To clarify, I'm not dismissing the need to consider existing hardware
without these acceleration functions or future processors without
them. I don't think that makes any sense, we need to keep those in mind.

I was replying to a bit in your comment where you (it seems to me) were
making the claim that we shouldn't consider the HW acceleration of
certain hash functions either.

Clearly both need to be considered.

> Furthermore, you need a reasonably modern crypto library to get hardware
> acceleration.  OpenSSL has only recently gained support for it.  RHEL 7
> does not currently support it, and probably never will.  That OS is
> going to be around for the next 6 years.
>
> If we're optimizing for performance, I don't want to optimize for the
> latest, greatest machines.  Those machines are going to outperform
> everything else either way.  I'd rather optimize for something which
> performs well on the whole everywhere.  There are a lot of developers
> who have older machines, for cost reasons or otherwise.

We have real data showing that the intersection between people who care
about the hash slowing down and those who can't afford the latest
hardware is pretty much nil.

I.e. in 2.13.0 SHA-1 got slower, and pretty much nobody noticed or cared
except Johannes Schindelin, myself & Christian Couder.

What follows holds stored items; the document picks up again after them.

PR #2692, opened 2026-08-02
fix(printer): separate name and version in package score map key

adity1raut:
## Summary

`setPkgNameToScoreMap` (core/pkg/resultshandling/printer/v2/utils.go) builds its map key as:

```go
key := m.Package.Name + m.Package.Version
```

The two fields are concatenated with **no separator**, despite the adjacent comment claiming this is done "to avoid version conflicts". Without a separator, two distinct `(name, version)` pairs can produce the same key, e.g.:

- `name="foo1"`, `version="2.3"` → `"foo12.3"`
- `name="foo"`, `version="12.3"` → `"foo12.3"`

Both collide to the same key, so the second package silently overwrites the first entry in the map.

## Impact

This map is exposed directly as the `packageScores` field of the JSON scan report output (`opa-utils` `reportsummary.PackageScores`, `json:"packageScores"`) via `convertToPackageScores`. A collision means one of the two colliding packages' CVE counts and score are silently dropped from the report — vulnerabilities are understated for the overwritten package with no error, warning, or indication anything was lost.

This is realistic in practice: many real package names end in a digit (e.g. `python3`, `libssl1`, `nodejs18`), which is exactly the kind of name/version boundary that can produce a collision against another package+version pair.

## Fix

Join `Name` and `Version` with `@` instead of concatenating them directly:

```go
key := m.Package.Name + "@" + m.Package.Version
```

`@` cannot appear at a digit/non-digit boundary in a way that makes the two components reconstructable ambiguously, so this removes the collision class described above.

## Test plan

- Added `TestSetPkgNameToScoreMap_NoCollisionWithoutSeparator`, which constructs exactly the `foo1`/`2.3` vs `foo`/`12.3` collision case above, fails against the old (unseparated) key format, and passes with the fix.
- Updated the existing `TestSetPkgNameToScoreMap` table-driven test's expected map keys to the new `name@version` format.
- `go build ./...`, `go vet ./core/pkg/resultshandling/printer/v2/...`, and `go test ./core/pkg/resultshandling/...` all pass.

Signed-off-by DCO commit included.

## Update: `@` alone wasn't fully collision-free either

CodeRabbit correctly flagged that `name + "@" + version` can still collide, since `Package.Name`/`Package.Version` are free-form strings from Grype and can themselves contain `@` (e.g. npm scoped packages like `@angular/core`). For example `name="foo@bar", version="baz"` and `name="foo", version="bar@baz"` both still joined to `"foo@bar@baz"`.

Fixed by escaping `@` (and the escape character `\`) inside each part before joining, so the delimiter can always be told apart from an escaped literal one:

```go
func pkgScoreKey(name, version string) string {
	escape := func(s string) string {
		s = strings.ReplaceAll(s, `\`, `\\`)
		return strings.ReplaceAll(s, "@", `\@`)
	}
	return escape(name) + "@" + escape(version)
}
```

Added `TestSetPkgNameToScoreMap_NoCollisionWithAtInNameOrVersion` and `TestPkgScoreKeyIsCollisionFree` covering the scoped-package case and other adversarial inputs.

## Breaking Change

The `packageScores` map keys in the JSON scan report output (`opa-utils` `reportsummary.PackageScores`) change format as part of this PR:

- **Before:** `name` and `version` concatenated with no separator (e.g. `foo1.2.3`) — ambiguous and already silently lossy on collision.
- **After:** `name@version`, with `@`/`\` escaped inside each part when present (e.g. `foo@1.2.3`, or `foo\@bar@baz` if the name itself contains `@`).

Any downstream tooling that parses `packageScores` keys as raw strings (rather than reading the `name`/`version` fields already present on each `PackageScore`/`PackageSummary` value) will see a different key format after this merges. Per the [release process](https://github.com/kubescape/kubescape/blob/master/.github/workflows/README.md#release-process), this should go out with a **major** version bump rather than a routine minor bump, since it changes the JSON output contract.

## Summary by CodeRabbit

* **Bug Fixes**
  * Improved package score tracking to reliably distinguish package names and versions.
  * Prevented collisions involving ambiguous combinations or special characters in package names and versions.

### DIFF
--- a/core/pkg/resultshandling/printer/v2/utils.go
+++ b/core/pkg/resultshandling/printer/v2/utils.go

This is because
in practice hashing only becomes a bottleneck on huge monorepos that
need to e.g. re-hash the contents of a huge index.

> Here are some stats (cycles/byte for long messages):
>
>                    SHA-256    BLAKE2b
> Ryzen                 1.89       3.06
> Knight's Landing     19.00       5.65
> Cortex-A72            1.99       5.48
> Cortex-A57           11.81       5.47
> Cortex-A7            28.19      15.16
>
> In other words, BLAKE2b performs well uniformly across a wide variety of
> architectures even without acceleration.  I'd rather tell people that
> upgrading to a new hash algorithm is a performance win either way, not
> just if they have the latest hardware.

Yup, all of those need to be considered, although given my comment above
about big repos a 40% improvement on Ryzen (a processor likely to be
used for big repos) stands out, where are those numbers from, and is
that with or without HW accel for SHA-256 on Ryzen?